I was always under the impression that using the water pan not only stabilized temperatures but also added some moisture to the meat? All it did for me was keep the temps down, not allow my rubs to bite in well and added no moisture to the meat at all, that I could tell. Just giving you as honest and complete of a review as I can. Not trying to "ruffle feathers" or "prove others methods wrong" again, just sharing notes.


----------



## dirtsailor2003 (Jun 1, 2015)

I'm a dry smoker. I've found that there is no reason to have water in the smoker. It doesn't add any more moisture to you product, unless you  are in the habit of over cooking. It may help initially with keeping temps lower ( or lower than you want). And as it evaporates if you are not paying attention your temps can run away. As for what to do with the empty water pan it depends on what you're smoking and the conditions you are smoking in. On a super cold, wet, windy day having the thermal mass that sand add sis helpful. During a warm spring, summer day that thermal mass isn't really needed. As for lighting there is only one way I will do it anymore and that's what is known as a side light method. It will give you the most efficient and longest burn times.


----------



## voodoochile (Jun 2, 2015)

I had the same problem with using a water pan in my Dyna glo offset verticle smoker a couple weeks ago . couldnt get more tha 210 with the water pan in ...... after the meat and water pan was removed when I had finished smoking the temps went as high as 360 within 30 minutes . No question in my mind the water pan holds temps down


----------



## jp61 (Jun 3, 2015)

voodoochile said:


> No question in my mind the water pan holds temps down


That is the main reason for the water pan, to hold temps down (low & slow). Though some people like to smoke at 800°F


----------



## voodoochile (Jun 3, 2015)

no I dont smoke at 800 ................ but 210 is lower and slower than I was interested in ............ 225-250 is what I was looking for on that smoke 

 please tell me ... are you an expert or a smartass ?


----------



## jp61 (Jun 3, 2015)

voodoochile said:


> no I dont smoke at 800 ................ but 210 is lower and slower than I was interested in ............ 225-250 is what I was looking for on that smoke
> 
> please tell me ... are you an expert or a smartass ?

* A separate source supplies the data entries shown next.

PR #7073, opened 2020-07-23
podman save use named pipe

### LINKED ISSUE #7017: podman save --format=oci-archive fails to write to a pipe

/kind bug

**Description**

I wanted a quick and dirty way to copy an image from one computer to another. The manual for `podman save` says that it writes to `stdout` by default and the manual for `podman load` says that it reads from `stdin` by default so I assumed that piping the output of `podman save` to the destination via ssh would work, but podman save --format=oci-archive fails to write to a pipe.

1. `C="$(buildah from scratch)"`

2. `buildah commit "$C" bug`

3. `podman save --format=oci-archive bug | cat >/dev/null`

Error: error getting OCI archive ImageReference for ("/dev/stdout", "localhost/bug"): lstat /proc/2102/fd/pipe:[34531]: no such file or directory

The image archive is written to stdout.

- This bug happens every time
- Without --format=oci-archive the command does not error

```
Version:      2.0.2
API Version:  1
Go Version:   go1.14.3
Built:        Thu Jan  1 03:00:00 1970
OS/Arch:      linux/amd64
```

```
host:
  arch: amd64
  buildahVersion: 1.15.0
  cgroupVersion: v2
  conmon:
    package: conmon-2.0.18-1.fc32.x86_64
    path: /usr/bin/conmon
    version: 'conmon version 2.0.18, commit: 6e8799f576f11f902cd8a8d8b45b2b2caf636a85'
  cpus: 2
  distribution:
    distribution: fedora
    version: "32"
  eventLogger: file
  hostname: hostname
  idMappings:
    gidmap:
    - container_id: 0
      host_id: 1000
      size: 1
    - container_id: 1
      host_id: 100000
      size: 65536
    uidmap:
    - container_id: 0
      host_id: 1000
      size: 1
    - container_id: 1
      host_id: 100000
      size: 65536
  kernel: 4.19.132-1.pvops.qubes.x86_64
  linkmode: dynamic
  memFree: 106500096
  memTotal: 479236096
  ociRuntime:
    name: crun
    path: /usr/bin/crun
    version: |-
      crun version 0.14.1
      spec: 1.0.0
  os: linux
  remoteSocket:
  rootless: true
  slirp4netns:
    version: |-
      slirp4netns version 1.1.4
      libslirp: 4.3.1
      SLIRP_CONFIG_VERSION_MAX: 2
  swapFree: 997453824
  swapTotal: 1073737728
  uptime: 14m 16.04s
registries:
  search:
  - registry.fedoraproject.org
  - registry.access.redhat.com
  - registry.centos.org
  - docker.io
store:
  configFile: /home/user/.config/containers/storage.conf
  containerStore:
    number: 4
    paused: 0
    running: 0
    stopped: 4
  graphDriverName: overlay
  graphOptions:
    overlay.mount_program:
      Version: |-
        fusermount3 version: 3.9.1
        fuse-overlayfs: version 1.1.0
        FUSE library version 3.9.1
  graphRoot: /home/user/.local/share/containers/storage
  graphStatus:
    Backing Filesystem: extfs
    Native Overlay Diff: "false"
    Supports d_type: "true"
    Using metacopy: "false"
  imageStore:
    number: 5
  volumePath: /home/user/.local/share/containers/storage/volumes
version:
  APIVersion: 1
  Built: 0
  BuiltTime: Thu Jan  1 03:00:00 1970
  GitCommit: ""
  GoVersion: go1.14.3
  OsArch: linux/amd64
  Version: 2.0.2

```

```
podman-2.0.2-1.fc32.x86_64
```

QubesOS https://github.com/QubesOS

QiWang19:
podman save uses named pipe as output path, not directly using /dev/stdout.
fix #7017

### DIFF
--- a/cmd/podman/images/save.go
+++ b/cmd/podman/images/save.go
@@ -5,10 +5,9 @@ import (
 	"os"
 	"strings"
 
-	"github.com/containers/podman/v2/libpod/define"
-
 	"github.com/containers/podman/v2/cmd/podman/parse"
 	"github.com/containers/podman/v2/cmd/podman/registry"
+	"github.com/containers/podman/v2/libpod/define"
 	"github.com/containers/podman/v2/pkg/domain/entities"
 	"github.com/containers/podman/v2/pkg/util"
 	"github.com/pkg/errors"
@@ -83,9 +82,10 @@ func saveFlags(flags *pflag.FlagSet) {
 
 }
 
-func save(cmd *cobra.Command, args []string) error {
+func save(cmd *cobra.Command, args []string) (finalErr error) {
 	var (
-		tags []string
+		tags      []string
+		succeeded = false
 	)
 	if cmd.Flag("compress").Changed && (saveOpts.Format != define.OCIManifestDir && saveOpts.Format != define.V2s2ManifestDir && saveOpts.Format == "") {
 		return errors.Errorf("--compress can only be set when --format is either 'oci-dir' or 'docker-dir'")
@@ -95,7 +95,22 @@ func save(cmd *cobra.Command, args []string) error {
 		if terminal.IsTerminal(int(fi.Fd())) {
 			return errors.Errorf("refusing to save to terminal. Use -o flag or redirect")
 		}
-		saveOpts.Output = "/dev/stdout"
+		pipePath, cleanup, err := setupPipe()
+		if err != nil {
+			return err
+		}
+		if cleanup != nil {
+			defer func() {
+				errc := cleanup()
+				if succeeded {
+					writeErr := <-errc
+					if writeErr != nil && finalErr == nil {
+						finalErr = writeErr
+					}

I didn't say you did........ they know who they are and more power to them. Obviously that temp is over exaggerated.

Neither..... sorry you got your feathers ruffled.


----------



## dirtsailor2003 (Jun 3, 2015)

I smoke pizza at 800 degrees. I still don't use a water pan...


----------



## jp61 (Jun 3, 2015)

dirtsailor2003 said:


> I smoke pizza at 800 degrees. I still don't use a water pan...









  neither do I....


----------



## Dunstablegrizzly (Jan 26, 2020)

dirtsailor2003 said:


> I'm a dry smoker. I've found that there is no reason to have water in the smoker. It doesn't add any more moisture to you product, unless you  are in the habit of over cooking. It may help initially with keeping temps lower ( or lower than you want). And as it evaporates if you are not paying attention your temps can run away. As for what to do with the empty water pan it depends on what you're smoking and the conditions you are smoking in. On a super cold, wet, windy day having the thermal mass that sand add sis helpful. During a warm spring, summer day that thermal mass isn't really needed. As for lighting there is only one way I will do it anymore and that's what is known as a side light method. It will give you the most efficient and longest burn times.


Seeing this is an old thread...  whatvis a side light method?


----------